Table 1 compares the time consumption of our method with other methods without location processing to handle feature points, including feature point extraction and matching and total time consumption, as well as the number of registered feature points. Figure 5 is a comparison of the time consumption of our method with various advanced algorithms.

Table 1 Running time of each stage of the algorithm
Fig. 5
figure 5

Total running time of each algorithm

As shown in Table 1, after adding the positioning method, compared with the traditional SIFT, under the same conditions, the extraction and registration time consumption of feature points is greatly reduced, and the number of feature points obtained by the registration is also significantly increased. Furthermore, compared with the fast feature matching method, the method in this paper has more advantages in the number of features, which is more conducive to the subsequent image alignment process. From the comparison results of the time consumption of each algorithm in Fig. 5, we can see that our efficiency is significantly higher than other advanced algorithms. It can be seen from various examples that our method improves the efficiency of the output image and improves the quality of the output image.

The best visual image of AutoStitch [6], SPHP [8], APAP [39], ANAP [24] and ELA [20], which is the tiniest image of parallax and ghosting, is used as a reference image. The quality of the reference map and our image was evaluated by SSIM [14] to obtain Table 2 The higher the SSIM score, the better the quality of the stitched image. The comparison results in Table 2 show that our method is in most cases ahead of other advanced methods, that is, the quality of the image output by our method is better.

Table 2 Quality evaluation of the algorithm

In terms of the matching of the features, our contributions are three-folds: firstly, the proposed approach maintains the stability of SIFT as much as possible to obtain considerable feature points, secondly, it improves matching efficiency and quality through preprocessing. Thirdly, the alignment accuracy of the image is also improved, due to more stable matching. A large number of matches can effectively improve the robustness of alignment to reduce or even avoid ghosting.

5 Conclusion

In this paper, a novel solution is proposed to solve the following problems, given to the fact the feature extraction efficiency in the existing image stitching is poor, and the image fusion has visual problems such as chromatic aberration, deformation and ghosting. The example results show that the stitching effect of this method is better than some of the most advanced technologies, such as AutoStitch, APAP, SPHP, ANAP and ELA. There are no stitching in the image, and the distortion caused by the perspective transformation is alleviated.
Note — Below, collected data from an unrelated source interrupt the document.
PR #1068, opened 2022-07-27
expose webdriver-ts-results folder as static directory

ujjwalguptaofficial:
This PR add `webdriver-ts-results ` directory into list static directory in express server. Due to this changes not present - result page was not visible.

### DIFF
--- a/server/index.js
+++ b/server/index.js
@@ -7,6 +7,7 @@ const app = express()
 const port = 8080
 
 let frameworkDirectory  = path.join(__dirname, "..", "frameworks");
+let webDriverResultDirectory  = path.join(__dirname, "..", "webdriver-ts-results");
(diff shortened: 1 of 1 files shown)


krausest:
Thanks. This was an oversight when changing the driver, but I know why it happened.
I switched my workflow to build the frameworks on one machine (on linux it was a docker container) and run the benchmark from my laptop. Currently I'm using a hetzner VPS to build the frameworks (since not all frameworks build always on arm64 OSX and I'm not sure whether it's security-wise a good idea to install all those frameworks on my main working machine) and run the benchmarks from my laptop. I'm using a ssh tunnel for port 8080 to access the server. In such a setup I must open the results from the local directory and not from the web server.

PR #1069, opened 2022-07-27
Reflex benchmark

zouloux:
Hello :)
I made some benchmark for Reflex, a reactive lib with factory function I created recently.
Tell me if you have any question.


krausest:
Thanks for your PR. But I'm afraid the commit has 1,724 file changes, which seems a bit odd so can't merge it. Can you please make a PR for reflex only?

zouloux:
How crap it added another commit that I did after the PR ... Patching this out, thanks !

PR #1073, opened 2022-08-02
React 18 + Starbeam

NullVoxPopuli:
Demos React with a universal reactivity implementation, Starbeam. https://github.com/starbeamjs [docs](https://starbeamjs.com/)

Preliminary results with Starbeam 0.5.8:

image

### DIFF
--- a/frameworks/keyed/react-starbeam/.babelrc
+++ b/frameworks/keyed/react-starbeam/.babelrc
@@ -1,0 +1,21 @@
+{
+  "presets": [
+    [
+      "@babel/preset-env",
+      {
+        "targets": {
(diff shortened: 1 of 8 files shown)


krausest:
There appears to be an issue with the implementation. If you load the page and click just "append 1,000 rows" nothing happens, but of course there should be 1,000 rows displayed exactly as for create 1,000 rows. The isKeyed check uses exactly that button and thus currently fails. Can you take a look at it?

NullVoxPopuli:
fixed! thanks!

krausest:
That worked thanks. I just read chrome 104 came out so I'm updating the results for chrome 104.

PR #1075, opened 2022-08-02
Add clarification about the state of starbeam

NullVoxPopuli:
Starbeam isn't quite ready for production yet, and I want to make that clear in the demo.

There is a bunch of debug tooling still in the build.


krausest:
Is included and results are published:
https://krausest.github.io/js-framework-benchmark/2022/table_chrome_104.0.5112.79.html

PR #1082, opened 2022-08-12
Upgrade starbeam in react starbeam

NullVoxPopuli:
- Upgrades starbeam deps
- uses more idiomatic React


krausest:
Bildschirmfoto 2022-08-13 um 22 14 52

PR #1508, opened 2023-11-20
feat(plaited): uses new features and improved  function for templating

EdwardIrby:
This PR is for 5.3.0 of Plaited
This version
- drops **useStore** (doesn't make sense with library architecture and coding style)
- splits **$.render** into **$.render** and **$.insert** The later which use the same interface pattern as ` insertAdjacentElement` but takes a spread like `append | prepend | before | after`
- introduces a new **$.clone** method that can be used to clone an element with a **data-target** attribute and apply a callback to the clone before usage. Useful for handling large list and reducing parse time. 
- makes use of a streamlined **createTemplate** aka **h** function to improve templating script times. 

Glad this benchmark repo exist @krausest! It's been super useful in improving my library.

### DIFF
--- a/frameworks/keyed/plaited/package-lock.json
+++ b/frameworks/keyed/plaited/package-lock.json
@@ -5,16 +5,16 @@
   "packages": {
     "": {
       "dependencies": {
-        "plaited": "5.0.3"
+        "plaited": "5.3.0"
       },
       "devDependencies": {
-        "esbuild": "0.19.5"
+        "esbuild": "0.19.6"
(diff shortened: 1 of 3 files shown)


krausest:
Here's the comparison (left new, right last run) - a bit faster:

krausest:

krausest:
I forgot to git pull before running the benchmark for the updated frameworks. For frameworks that have a real build step (npm run build-prod) there should be no change.
 

PR #1514, opened 2023-11-24
`karyon` update

syduki:
This updates the `karyon` module version, also implementation due to removal of the so-called "selector" API, a peculiar feature not really compliant with the module concept. Frankly speaking, it was just a crutch for [#800](https://github.com/krausest/js-framework-benchmark/issues/800) issue. However, a naive approach will hurt performance, thus a similar "selector" was added into the implementation itself, hopefully it won't be a subject for new note, sort of "explicit select delegation".

### DIFF
--- a/frameworks/keyed/karyon/package.json
+++ b/frameworks/keyed/karyon/package.json
@@ -7,7 +7,7 @@
     "issues": [801]
   },
   "dependencies": {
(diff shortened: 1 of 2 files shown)


krausest:
On the left new keyed results on the right last results:
Screenshot 2023-11-28 at 7 41 30 AM

PR #1515, opened 2023-11-25
Update Strve to v6.2.0

maomincoding:
Strve.js v6.2.0 is released! 

[https://github.com/strveJs](https://github.com/strveJs)


maomincoding:
Thanks for the hard work, author.

maomincoding:
Hello~ Can this branch be merged? thanks！ @krausest

krausest:
... except that your implementation isn't working as advertised:
```
npm run isKeyed -- --headless true keyed/strve
...
strve-v6.2.0-keyed is non-keyed for 'run benchmark' and non-keyed for 'remove row benchmark' and non-keyed for 'swap rows benchmark' . It'll appear as non-keyed in the results
ERROR: Framework strve-v6.2.0-keyed is not correctly categorized
```
Should we move it to the non-keyed section?

maomincoding:
I will pull down the code and retest it

maomincoding:
The test results on my end are the same as yours. I will re release the PR on my end. Thank you！

maomincoding:
My ultimate expected outcome is in keyed.

PR #1517, opened 2023-11-28
New implementation: non-keyed/mutraction

tomtheisen:
I did my best to follow the instructions.  I had to hack up the scripts a little bit (locally) because puppeteer is dead-set on launching chrome from the wrong path.


krausest:
Thanks - [results](https://krausest.github.io/js-framework-benchmark/current.html) are updated.

PR #1518, opened 2023-11-28
update quel benchmark, optimize "select row"

mogera551:
This PR update quel benchmark, optimize "select row".


krausest:
Thanks - [results](https://krausest.github.io/js-framework-benchmark/current.html) are updated.

PR #1521, opened 2023-12-02
update Strve v6.2.6

maomincoding:
🚀 Strve.js v6.2.6 is released!
A approachable, fast, flexible and lightweight JavaScript library for building user interfaces.

[https://github.com/strveJs/strve](https://github.com/strveJs/strve)

This is the document address: [https://strvejs.github.io/strve-doc/](https://strvejs.github.io/strve-doc/)


krausest:
Here's a comparison (left update, right old version). It seems to be faster than the old version:

maomincoding:
Thanks!

PR #1522, opened 2023-12-05
Update rendrjs version

twharmon:
Update rendrjs version and implementation


krausest:
Here's a comparison (left update, right old version). It seems to be close to the old version:

PR #1523, opened 2023-12-06
Add non-keyed/openui5 for completeness

pskelin:
Hi @krausest 

with #1488 openui5 was moved to the keyed section. This has resulted in worse performance and a bug in the rendering code was identified. Until it is fixed, it makes sense to keep the non-keyed version of the benchmark for comparison like other frameworks that can render both keyed and non-keyed.

The change also puts a comment in the code where keyed/non-keyed is decided.


krausest:
Tanks. [Results](https://krausest.github.io/js-framework-benchmark/current.html) are updated.

PR #1524, opened 2023-12-07
Update qwik to 1.3

birkskyum:
[Release notes](https://github.com/BuilderIO/qwik/releases/tag/v1.3.0)


krausest:
Here's a comparison (left update, right old version). It seems to be a bit slower:

PR #1533, opened 2023-12-13
Update cample to v.3.2.0-beta.7

antonmak1:
Optimized the assembly of templates for rows, made select row a little faster. I think this will work for 1.10, but not 1.08-1.09. I don’t know anymore, it’s unlikely that before the new year it will be possible to implement the code that I had in mind, but I think the result will be cool. Due to the specific syntax, “select row” is of course too slow, result certainly stands out from all the green ones, but I think there are still optimization ideas, so that’s fine.


krausest:

antonmak1:
The results got a little worse. I continue to work.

Although our method has been able to better accelerate image stitching and provide better fusion effects, the objects in the image will still have some unnaturalness. Next, we will continue to optimize the performance of the method, such as making better. The pixel weight model and the image distortion of the non-overlapping regions are optimized to make the image effect more natural. We have considered the latest feature matching methods such as GMS [3], and the latest image stitching methods such as QH [19], SPW [23] and TFA [22]. At the same time, line matching such as HLM [18] and CLPI [15] can also be introduced into feature matching to enrich feature points.